В новом платье из бледно-голубого шелка великая княжна Мария Николаевна выглядела восхитительно. Принято считать, что брюнеткам голубое не к лицу, но Мэри этот цвет шел удивительно. Все из-за этих голубых глаз, так похожих на глаза отца. А фарфоровая, нежная бледность, а точеные черты? Мэри – живой портрет отца, только смягченный и женственный, оттого и любит Никс ее, пожалуй, больше других детей… Хотя разве это возможно – любить какого-то одного ребенка больше, а другого меньше? Александра Федоровна вспомнила, как, беременная Александром, своим старшим сыном, она с испугом думала: вот-де родит много детей (у ее свекрови, вдовствующей императрицы Марии Федоровны, их было десять!) и будет любить кого-то больше, кого-то меньше. Дети же будут чувствовать это и страдать от несправедливости!
Сейчас смешно вспомнить, какая она была наивная в ту пору. Наивная, испуганная, слабая… Однажды – это было первой вестью, которую подал о себе Александр, – даже в обморок упала. В церкви. Потом рассказали: когда ее унесли, на полу остались лепестки роз из ее букета. Придворные дамы сочли это чрезвычайно трогательным. А уж как волновался Никс!

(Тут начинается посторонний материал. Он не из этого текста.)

PR #20208, opened 2025-04-22
fix: nx update

npapp-dev002:
updates NX and some dependencies


.eslintrc.json
```diff
@@ -78,6 +78,7 @@
           "error",
           {
             "allow": [],
+            "allowCircularSelfDependency": true,
```
Platonn, line 81: [QUESTION]
Do we really need this option?
What alternative solutions can you see? And what pros and cons of each solution can you see?

integration-libs/cdc/core/auth/facade/cdc-auth.service.spec.ts
```diff
@@ -1,5 +1,6 @@
 import { TestBed } from '@angular/core/testing';
 import { Store, StoreModule } from '@ngrx/store';
+// eslint-disable-next-line @nx/enforce-module-boundaries
```
Platonn: [QUESTION]
Could you help me understand why do we need this line?
My understanding was that a Core part of a lib is allowed to access a Root part of other lib.

Note: analogical comment applies to the line https://github.com/SAP/spartacus/pull/20208/files#diff-0ddfb0a42baefeec1952ffccde64aa129a4e9c4a4b8e44114fba322a39b732bdR9

package.json
```diff
@@ -122,6 +122,11 @@
     "dev:cds:ssr": "env-cmd --no-override -e dev,b2c,cds cross-env NODE_TLS_REJECT_UNAUTHORIZED=0 nx run storefrontapp:serve-ssr",
     "prerender:cds:dev": "env-cmd --no-override -e dev,cds cross-env NODE_TLS_REJECT_UNAUTHORIZED=0 nx run storefrontapp:prerender --routes-file projects/storefrontapp/prerender.txt"
   },
+  "overrides": {
+    "axios": "1.8.4",
+    "eazy-logger": "4.1.0",
+    "http-proxy-middleware": "3.0.4"
+  },
```
Platonn: [QUESTION]
Is force-bumping those transitive dependencies really related to this PR?
Why I ask: I understood that this PR is related to bumping only Nx, with regards to this ticket: https://jira.tools.sap/browse/CXSPA-9425
Perhaps I'm missing something important.

npapp-dev002: You are right. These overrides are not strictly necessary for this PR, and can be provided by other contributions.

integration-libs/cdc/core/auth/facade/cdc-auth.service.spec.ts
npapp-dev002: [ANSWER]
It comes from the misconfiguration of @nx/enforce-module-boundaries. 
image
I tried to turn off the force-module-boundaries plugin for *.spec.ts files but that didn't help. Therefore, this one line solution was chosen.

.eslintrc.json
npapp-dev002: [ANSWER]
That option was turned on to silence the following errors: 
image
Another solution would be to rewrite those imports, but I think that might be outside the scope of this PR. Therefore, I introduced this as temporary solution.

Platonn: Thank you, now I understand.

That said, I believe `allowCircularSelfDependency: false` is a healthy option for the codebase. It prevents in "eslint check time" errors that eventually happen while building libraries (often with ambigious errors) when a source code file (not spec file) import something from itself (the same library) via a symbolic import (.e.g. `from '@spartacus/core'`) while it should have been importing via relative path - within the same library. Otherwise the production library build will fail due to circular dependency.

Note: the production build doesn't fail when such imports happen in spec files. And we never had an issue with it. However I understand that after updating Nx, this eslintrule complains - because we have such circular symbolic imports in spec files.

What do you think about creating a separate ticket (not necessarily you implementing it, but just creating for now) to:
- remove the option `"allowCircularSelfDependency": true,` that was introduced in this PR
- fixing problem in the roots -> importing things via relative imports also in spec files
You might want to mention in the ticket description that removing `allowCircularSelfDependency: true` will help spot the late production build-time issues earlier and easier thanks to eslint hints

integration-libs/cdc/core/auth/facade/cdc-auth.service.spec.ts
Platonn: > I tried to turn off the force-module-boundaries plugin for *.spec.ts files but that didn't help. Therefore, this one line solution was chosen.

I'm sorry, I commented on the spec file of cdc.service. But perhaps I should look at the TS file of the service first. There we also import from `'@spartacus/asm/root';`. IMHO such and import should not be forbidden by eslint (also in TS service file).

It's strange that Eslint reports that the _reason_ of the error is that that ASM library is lazy-loaded in the Spec file _of Schematics(!)_ `integration-libs/cdc/schematics/add-cdc/index_spec.ts`. To my understanding it's not lazy lazy loaded there. Moreover it shouldn't be lazy loaded there. It looks like some misconfiguration issue just for the CDC library.

Because the problem happens only for CDC Spec file, I only guess there might be some misconfiguration problem for the CDC library only (e.g. misconfigured tsconfig, tsconfig.spec, or misconfigured Nx project's tags, etc.)

All that said, I agree it might be time consuming to find the root cause in the CDC library's configuration now and we can descope it to separate ticket.

Would you mind creating a ticket for it and then passing to the Team Fusion (responsible for the CDC library)?
And in the `eslint-ignore` section please add [a comment section](https://eslint.org/docs/latest/use/configure/rules#using-configuration-comments-1) after `--`, e.g.
```
// eslint-disable-next-line @nx/enforce-module-boundaries -- workaround, see <ticket number here
```
(...with the ticket number created and passed to Team Fusion)

package-lock.json
```diff
@@ -7547,1041 +7385,2232 @@
...
+        "npm": ">= 8"
+      },
+      "peerDependencies": {
+        "@angular/common": "^19.0.0",
+        "@angular/core": "^19.0.0",
+        "@angular/forms": "^19.0.0"
+      }
+    },
+    "node_modules/@ngrx/effects": {
+      "version": "19.1.0",
```
Platonn: I can see we still bumped the _used_ version of ngrx in our monorepo to 19.1.0. 
I guess reason might be that on your local you've already bumped the versions in the package-lock and already commited it. Then you reverted just the change of the constraints in the package.json - which didn't revert the changes in the package-lock.
_Perhaps_ one of the solutions might be to start the Nx update from scratch (without touching ngrx at all).

btw. I'm sorry I noticed only now that in `package.json` we're still bumping `"@ngrx/store-devtools": "^19.0.1",`

PS. To avoid similar problems in the future, I've just created a ticket https://jira.tools.sap/browse/CXSPA-9974

.eslintrc.json
npapp-dev002: Thank you very much for your input. 

Ticket was created: [CXSPA-9978](https://jira.tools.sap/browse/CXSPA-9978)

integration-libs/cdc/core/auth/facade/cdc-auth.service.spec.ts
npapp-dev002: Thank you very much.

I created the ticket: [CXSPA-9982](https://jira.tools.sap/browse/CXSPA-9982)

Platonn (approved):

Он всегда волновался за нее. Даже в тот страшный декабрьский день, на Сенатской площади, он находил время бояться за свою маленькую птичку. Ну что ж, бояться было чего: они не знали, доживут ли до вечера или будут вместе с детьми заколоты в дворцовых закоулках озверевшей солдатней или даже самими господами офицерами, которые принесли из Франции неизлечимую революционную заразу.
С того дня Александре Федоровне следовало бы разучиться волноваться вообще. Но нет, она то и дело трепещет, нервничает, теряет самообладание… У нее трясется голова, и стоит огромных усилий сдержать этот нервный тик. Иногда нервничает из-за мужа, иногда из-за детей. Странно… Неприятности, связанные с детьми, она переносила легче, чем те припадки ревности, которыми иной раз страдала из-за Николая. Ах, почему мужчины не могут быть как женщины – довольны и счастливы лишь нежными, духовными, платоническими отношениями! Им нужно тело, тело, тело… Им всем! Николаю… Секрету…
Александра Федоровна прикусила губу, отгоняя неприятные мысли. Сейчас Никс с ней. Он всегда с ней, ну, почти всегда. Секрет… Ничего, послезавтра бал, они будут танцевать, и снова между ними все опять станет, как прежде, когда только музыка, вальс и они двое… Это лучшие мгновения ее жизни, право, лучшие!